- **Entries taken from a collection**:
PR #108, opened 2015-05-17
7.0: make runbot build green

gurneyalex:
- remove type in ir.ui.view xml definitions
- fix a Python SyntaxWarning caused by wrong use of `assert`
- fix the addition of required columns by ensuring they get a value before the NOT NULL sql constraint is added 
- changed WARNING logging to DEBUG where the original logging level was clearly overrated

### DIFF
--- a/hr_contract_reference/hr_contract_view.xml
+++ b/hr_contract_reference/hr_contract_view.xml
@@ -1,11 +1,10 @@
 <?xml version="1.0" encoding="utf-8"?>
 <openerp>
     <data>
-        
+
         <record id="hr_contract_view" model="ir.ui.view">
             <field name="name">hr.contract.form.view.inherit.ref</field>
             <field name="model">hr.contract</field>
-            <field name="type">form</field>
             <field name="inherit_id" ref="hr_contract.hr_contract_view_form"/>
             <field name="arch" type="xml">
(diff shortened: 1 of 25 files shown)


pedrobaeza:
Still two PEP8 issues:

```
./hr_employee_firstname/hr.py:36:70: E502 the backslash is redundant between brackets
./hr_employee_firstname/hr.py:37:38: F821 undefined name 'pg_varchar'
```

gurneyalex:
Hi @pedrobaeza, thanks for the review, but this is still WIP. There are lots of warnings to fix...

gurneyalex:
Should be fine now. 

I'm not a user of OCA/hr, so I'm not sure what the best option is regarding the two last commits of this PR which create a new default record for a required field of the contracts so that all the contracts have their constraints satisfied when the modules are installed on a pre-existing database.

pedrobaeza:
Good job! :+1: 

I also doesn't know exactly that module, but I think the solution you propose is good enough for a start.

gurneyalex:
@dufresnedavid having this merged should help getting green builds on runbot for PR targeting the 7.0 branch. Thanks for your review.

hbrunn:
:+1:

guewen:
:+1:

PR #109, opened 2015-05-28
Do not copy the expense sequence

guewen:


pedrobaeza:
:+1: 

I fast track it as obvious.

PR #110, opened 2015-06-02
[FIX] Prefer view constraint over database constraint for compatibili…

StefanRijnhart:
…ty with other modules' tests. Fix courtesy of @gurneyalex


mdietrichc2c:
:+1: while waiting for Travis.

pedrobaeza:
:+1: Fast-tracking as this is a needed patch.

- **The problem**:
Copy the lines above exactly, leaving every word as it is.

- **Result for this exercise**:
PR #108, opened 2015-05-17
7.0: make runbot build green

gurneyalex:
- remove type in ir.ui.view xml definitions
- fix a Python SyntaxWarning caused by wrong use of `assert`
- fix the addition of required columns by ensuring they get a value before the NOT NULL sql constraint is added 
- changed WARNING logging to DEBUG where the original logging level was clearly overrated

### DIFF
--- a/hr_contract_reference/hr_contract_view.xml
+++ b/hr_contract_reference/hr_contract_view.xml
@@ -1,11 +1,10 @@
 <?xml version="1.0" encoding="utf-8"?>
 <openerp>
     <data>
-        
+
         <record id="hr_contract_view" model="ir.ui.view">
             <field name="name">hr.contract.form.view.inherit.ref</field>
             <field name="model">hr.contract</field>
-            <field name="type">form</field>
             <field name="inherit_id" ref="hr_contract.hr_contract_view_form"/>
             <field name="arch" type="xml">
(diff shortened: 1 of 25 files shown)


pedrobaeza:
Still two PEP8 issues:

```
./hr_employee_firstname/hr.py:36:70: E502 the backslash is redundant between brackets
./hr_employee_firstname/hr.py:37:38: F821 undefined name 'pg_varchar'
```

gurneyalex:
Hi @pedrobaeza, thanks for the review, but this is still WIP. There are lots of warnings to fix...

gurneyalex:
Should be fine now. 

I'm not a user of OCA/hr, so I'm not sure what the best option is regarding the two last commits of this PR which create a new default record for a required field of the contracts so that all the contracts have their constraints satisfied when the modules are installed on a pre-existing database.

pedrobaeza:
Good job! :+1: 

I also doesn't know exactly that module, but I think the solution you propose is good enough for a start.

gurneyalex:
@dufresnedavid having this merged should help getting green builds on runbot for PR targeting the 7.0 branch. Thanks for your review.

hbrunn:
:+1:

guewen:
:+1:

PR #109, opened 2015-05-28
Do not copy the expense sequence

guewen:


pedrobaeza:
:+1: 

I fast track it as obvious.

PR #110, opened 2015-06-02
[FIX] Prefer view constraint over database constraint for compatibili…

StefanRijnhart:
…ty with other modules' tests. Fix courtesy of @gurneyalex


mdietrichc2c:
:+1: while waiting for Travis.

pedrobaeza:
:+1: Fast-tracking as this is a needed patch.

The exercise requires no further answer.